Unlike conventional liquid-cell systems for transmission electron microscopy, no assembly of the cell from separate window chips is required, which commonly leads to window ruptures due to agglomerating or inhomogeneously sized crystals already formed in the solution. Furthermore, thanks to the large number of nano-channels on the chip (Figure 1c), a much larger field of view can be accessed to increase the expected number of accessible crystals. Finally, the geometry of the chips and holders allow for an exceptionally large angular range for data collection of ±60º.
Experimental
The goal of the work described in this application note was to crystallize ZIF-8 in situ on a liquid nanochannel chip and subsequently perform a diffraction experiment with any resulting nano crystals. Figure 2a shows the chip being loaded onto the holder and Figure 3b shows the holder inserted into the XtaLAB Synergy-ED diffractometer. The method of injecting solution is also shown in Figure 3b.
Figure 2: Images of the nano-channel sample holder. (a) The liquid nano-channel chip is loaded onto the holder. (b) The holder is partially inserted into the XtaLAB Synergy-ED airlock, with solution being injected into the chip.
ZIF-8 was crystallized by mixing aqueous solutions of Zn(OAc)₂ 0.2 M and imidazole 1.6 M in situ on the nano-channel chip. Several nanocrystals were successfully grown in the channels of the chip, one of which can be seen in Figure 3. The sample was quite thin and difficult to see but an approximate outline is indicated in the inset, higher magnification image.
Figure 3: An image of the crystal in situ captured using the visual mode in CrysAlisPro. A higher magnification image is inset with an approximate outline of the sample in white.
A diffraction experiment conducted on the crystal yielded sufficient data quality and completeness for a successful structure determination. Selected settings for the data collection are shown in Table 1.
Table 1: Selected settings and parameters for the data collection conducted on the sample.
| Parameter | Value |
| Tilt range | -30 to +30° |
| Number of frames | 120 |
| Flux density | 3.5 x 10-3 e/Å2s |
| Exposure time per frame | 0.5 s |
| Total experiment time | 1 m 9 s |
For this sample, exposure times of only 0.5 seconds and 60° of data, was sufficient. The structure obtained is shown in with parameters from the refinement shown in Table 2.

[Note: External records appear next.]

Issue #228, opened 2015-05-27
Duplicate Scenario


mmcfarland:
New option on the Scenario dropdown to duplicate the current Scenario.  This copies the entire model instance, including input and modifications.  Initial name should be "<Old Scenario Name> (n)" where `n` is an incremented integer.  Place the tab name in edit mode so it can be renamed immediately.

Issue #242, opened 2015-05-29
Add tests to model app


caseypt:
- Scenario tabs are rendered correctly with 0, 1, and many scenarios.
- Clicking the + button adds a new scenario.
- ~~The scenario identified by `Project.active_scenario_slug` is the active tab.~~
- The scenario with `active === true` is the active tab.
- Projects can be saved and retrieved.
- The modifications count in the toolbar is correct.
- The model output results are updated when a different scenario is selected.
- Existing modifications are added to the map when a scenario is selected.
- The project AoI is added to the map when the project is loaded.

PR #269, opened 2015-06-02
Duplicate scenario

caseypt:
Adds a "Duplicate" option to the scenario tab context menu that duplicates the selected scenario.

**To Test** (EDITED):
- Create a new project.
- Add a scenario. Keep the default name.
- Draw some modifications for that scenario.
- On that scenario, select "Duplicate". A new scenario should be added with the name "Copy of New Scenario 1". It should also have the modifications from "New Scenario 1".
- Duplicate "New Scenario 1" again. A new scenario should be added with the name "Copy of New Scenario 1 1" (a la Google Sheets). It should also have the modifications from "New Scenario 1".

- Create a new project.
- Add a scenario. Rename it to something with a trailing number.
- Perform the steps from above. Make sure the names are unique and the modifications get carried over.

Connects to #228

### DIFF
--- a/src/mmw/js/src/modeling/models.js
+++ b/src/mmw/js/src/modeling/models.js
@@ -194,9 +194,14 @@ var ScenarioModel = Backbone.Model.extend({
     },
 
     initialize: function() {
-        // TODO: When fetching model or populating from a preloaded source
-        // this attribute should not be initialized as empty.
-        this.set('modifications', new ModificationsCollection());
+        // TODO: When #278 is resolved, we should be doing something like this
+        // to setup or restore modifications.
+        // var mods = this.get('modifications') === null ? [] : JSON.parse(this.get('modifications'));
+        var mods = this.get('modifications');
+
+        if (mods === null || typeof mods === 'string') {
+            this.set('modifications', new ModificationsCollection());
+        }
     },
 
     getSlug: function() {
@@ -221,6 +226,36 @@ var ScenariosCollection = Backbone.Collection.extend({
             }
             model.set('active', active);
         });
+    },
+
+    duplicateScenario: function(cid) {
+        var source = this.get(cid),
+            sourceMods = source.get('modifications').models,
+            newModel = new ScenarioModel({
+                is_current_conditions: false,
+                name: this.makeNewScenarioName('Copy of ' + source.get('name')),
+                modifications: new ModificationsCollection(sourceMods)
+            });
+
+        this.add(newModel);
+        this.setActiveScenario(newModel.cid);
+    },
+
+    // Generate a unique scenario name based off the baseName.
+    // Assumes a basic structure of "baseName X", where X is
+    // iterated as new scenarios with the same baseName are created.
+    // The first duplicate will not have an iterated X in the name.
+    // The second duplicate will be "baseName 1".
+    makeNewScenarioName: function(baseName) {
+        var existingNames = this.pluck('name');
+
+        if (!_.contains(existingNames, baseName)) {
+            return baseName;
+        }
+
+        for (var i=1; _.contains(existingNames, baseName + ' ' + i); i++);
+
+        return baseName + ' ' + i;
     }
 });
 
--- a/src/mmw/js/src/modeling/models.js
+++ b/src/mmw/js/src/modeling/models.js
@@ -143,7 +143,7 @@ var ProjectModel = Backbone.Model.extend({
             return model.get('name') === newName;
         });
         if (match) {
-            alert('This name is already in use.');
+            window.alert('This name is already in use.');
             return;
         } else if (model.get('name') !== newName) {
             model.set('name', newName);
--- a/src/mmw/js/src/modeling/views.js
+++ b/src/mmw/js/src/modeling/views.js
@@ -217,7 +217,7 @@ var ScenarioTabPanelView = Marionette.ItemView.extend({
 
     showShareModal: function() {
         if (App.user.get('guest')) {
-            alert('Guest cannot share scenarios. Please log in or register.');
+            window.alert('Guest cannot share scenarios. Please log in or register.');
             return;
         }
         var share = new coreViews.ShareModal({
--- a/src/mmw/js/src/modeling/views.js
+++ b/src/mmw/js/src/modeling/views.js
@@ -153,20 +153,24 @@ var ScenarioTabPanelView = Marionette.ItemView.extend({
     },
 
     ui: {
-        share: '.share',
-        destroyConfirm: '.delete',
-        rename: '.rename',
-        print: '.print',
+        share: '[data-action="share"]',
+        destroyConfirm: '[data-action="delete"]',
+        rename: '[data-action="rename"]',
+        print: '[data-action="print"]',
+        duplicate: '[data-action="duplicate"]',
         nameField: '.tab-name'
     },
+
     events: {
         'click @ui.rename': 'renameScenario',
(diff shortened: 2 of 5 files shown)


rajadain:
When I make multiple duplicates, I find the names to be:

 * New Scenario 1
 * Copy of New Scenario 1
 * Copy of Copy of New Scenario 1
rather than that described:

image

I actually prefer this, but I am unfamiliar with the Google Sheet way of doing things, and what effect diverging from their convention may have.

rajadain:
Found that if there were too many long-named scenarios, I couldn't edit / rename / delete the later ones since their ▼ button is inaccessible:

image

Made #274 for this.

caseypt:
@rajadain Thanks. That is the correct behavior. My instructions are wrong. If you make multiple duplicates of "New Scenario 1", you should get "Copy of New Scenario 1", "Copy of New Scenario 1 1", etc.

rajadain:
Ah! Indeed and that does work as advertised:

image

rajadain:
I see that duplicates, even of earlier scenarios, are always added to the very end:

image

Not as part of this PR, but perhaps in the future we might consider making the tabs re-orderable, in case users want duplicates to be next to each other.

rajadain:
+1 Works very well. I've added issues for my comments which can be tackled at a later date.

src/mmw/js/src/modeling/models.js
```diff
@@ -221,6 +221,54 @@ var ScenariosCollection = Backbone.Collection.extend({
...
+        var source = this.get(cid),
+            sourceMods = source.get('modifications').models,
+            newModel = new ScenarioModel({
+                is_current_conditions: false,
+                name: this.makeNewScenarioName('Copy of ' + source.get('name'))
+            });
+
+        newModel.set('modifications', new ModificationsCollection(sourceMods, {
+            model: ModificationModel
+        }));
```
kdeloach: Consider merging this logic with the initialization of `newModel` above. Also, we shouldn't need the second argument.

src/mmw/js/src/modeling/models.js
```diff
@@ -221,6 +221,54 @@ var ScenariosCollection = Backbone.Collection.extend({
...
+
+        this.add(newModel);
+        this.setActiveScenario(newModel.cid);
+    },
+
+    // Generate a unique scenario name based off the baseName.
+    // Assumes a basic structure of "baseName X", where X is
+    // iterated as new scenarios with the same baseName are created.
+    // The first duplicate will not have an interated X in the name.
```
kdeloach: Typo "integrated".

src/mmw/js/src/modeling/models.js
```diff
@@ -221,6 +221,54 @@ var ScenariosCollection = Backbone.Collection.extend({
...
+    // The second duplicate will be "baseName 1".
+    makeNewScenarioName: function(baseName) {
```
kdeloach: Consider extracting this out into a helper function and using it in both places where we generate new scenario names. We could use [Collection-pluck](http://backbonejs.org/#Collection-pluck) to grab a list of existing scenario names to pass to this helper function.

src/mmw/js/src/modeling/models.js
```diff
@@ -221,6 +221,54 @@ var ScenariosCollection = Backbone.Collection.extend({
...
+                }
+            }
+        }), undefined);
+
+        if (!_.isEmpty(numbers)) {
+            var max = _.max(numbers) + 1;
+            return baseName + ' ' + max;
+        } else {
+            return baseName;
+        }
```
kdeloach: I think regexp is overkill for this. Could be made simpler with something like...

    var result = 'Copy of ' + name;
    if (!_.contains(existingNames, result)) return result;
    for (var i = 1; _.contains(existingNames, result + ' ' + i); i++);
    return result + ' ' + i;

src/mmw/js/src/modeling/views.js
```diff
@@ -225,6 +229,10 @@ var ScenarioTabPanelView = Marionette.ItemView.extend({
         });
         share.render();
         share.$el.modal('show');
+    },
+
+    duplicateScenario: function() {
+        this.model.collection.duplicateScenario(this.model.cid);
```
kdeloach: Never realized we could access a model's collection like this! Will definitely simplify code I write in the future.

kdeloach:
+1 Unit tests pass, I was able to duplicate scenarios without naming collisions, and modifications copied over correctly.

src/mmw/js/src/modeling/models.js
caseypt: I'm working on #242 now and moved the logic from `Project` to here (it proved hard to test in it's current configuration because of the events), so now there is only once instance of this function.

src/mmw/js/src/modeling/models.js
caseypt: Thanks.

src/mmw/js/src/modeling/views.js
caseypt: Yeah, pretty handy.

src/mmw/js/src/modeling/models.js
caseypt: Unfortunately, because of some side-effect of nested models/collections not being fully supported, the collection is reset on initialization and the modifications are lost. I think if each model in `sourceMods` were being initialized as new models, we would be okay, but I'm not totally sure. Anyway, this was the simple work around. I'll remove the second argument and add a comment.

kdeloach: Would removing this code help? https://github.com/caseypt/model-my-watershed/blob/0bb927a9d4ce81f3d7e10ba4fc3768363bee5609/src/mmw/js/src/modeling/models.js#L199

src/mmw/js/src/modeling/models.js
caseypt: Nice work. Implemented and tested. Works well. Thanks.

src/mmw/js/src/modeling/models.js
caseypt: Oh interested. Didn't see that. It probably will. Let me see.

src/mmw/js/src/modeling/models.js
```diff
@@ -194,9 +194,9 @@ var ScenarioModel = Backbone.Model.extend({
     },
 
     initialize: function() {
-        // TODO: When fetching model or populating from a preloaded source
-        // this attribute should not be initialized as empty.
-        this.set('modifications', new ModificationsCollection());
+        if (this.get('modifications') === null || "[]") {
```
caseypt: @kdeloach Wrapping that line in a conditional fixed the issue. Everything else appears to be working as before.

kdeloach: Nice, now I'm just curious how we could get rid of checking for "[]". I'll look into Backbone best practices with recursive data structures.

caseypt: Actually, gotta make another change.

caseypt: On second thought, I'm going to file an issue. There's currently a problem with the way the modifications are saved.

caseypt: https://github.com/WikiWatershed/model-my-watershed/issues/278

caseypt: Updated so that we can duplicate scenarios and carry along the modifications. However, loading saved modifications is currently not working: #278. Updated so that the code doesn't throw an error.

Table 2: Selected parameters from structure refinement
| Parameter | Value |
| Empirical formula | C₉H₁₀N₄O₃Zn₂ |
| Formula weight | 352.98 |
| Temperature/K | 298.15 |
| Crystal system | orthorhombic |
| Space group | Pba2 |
| a/Å | 10.574(4) |
| b/Å | 12.209(7) |
| c/Å | 4.680(12) |
| α/° | 90 |
| β/° | 90 |
| γ/° | 90 |
| Volume/ų | 604.2(15) |
| Ꮓ | 2 |
| ρcalc g/cm³ | 1.940 |
| F(000) | 108.0 |
| 2ϴ range for data collection/° | 0.18 to 1.798 |
| GooF | 1.404 |
| R1/% | 15.98 |
| wR2/% | 35.29 |
Figure 4: The structure obtained during refinement
Conclusions
The structure of a crystal of ZIF-8 grown in situ in the liquid nano channel chip from Insight chips. This proof-of-concept experiment shows that solutions can be easily mixed in the chip allowing for controlled crystallization attempts inside the diffractometer. Furthermore, the construction of the chip with thin-walled silicon nitride channels ensures that the electron beam can pass through to the sample with minimal background diffraction. In combination with a 200 kV electron beam and HyPix electron counting detector, as present in the XtaLAB Synergy-ED, clean, high-quality diffraction images can be readily obtained, from which successful structure solution is possible.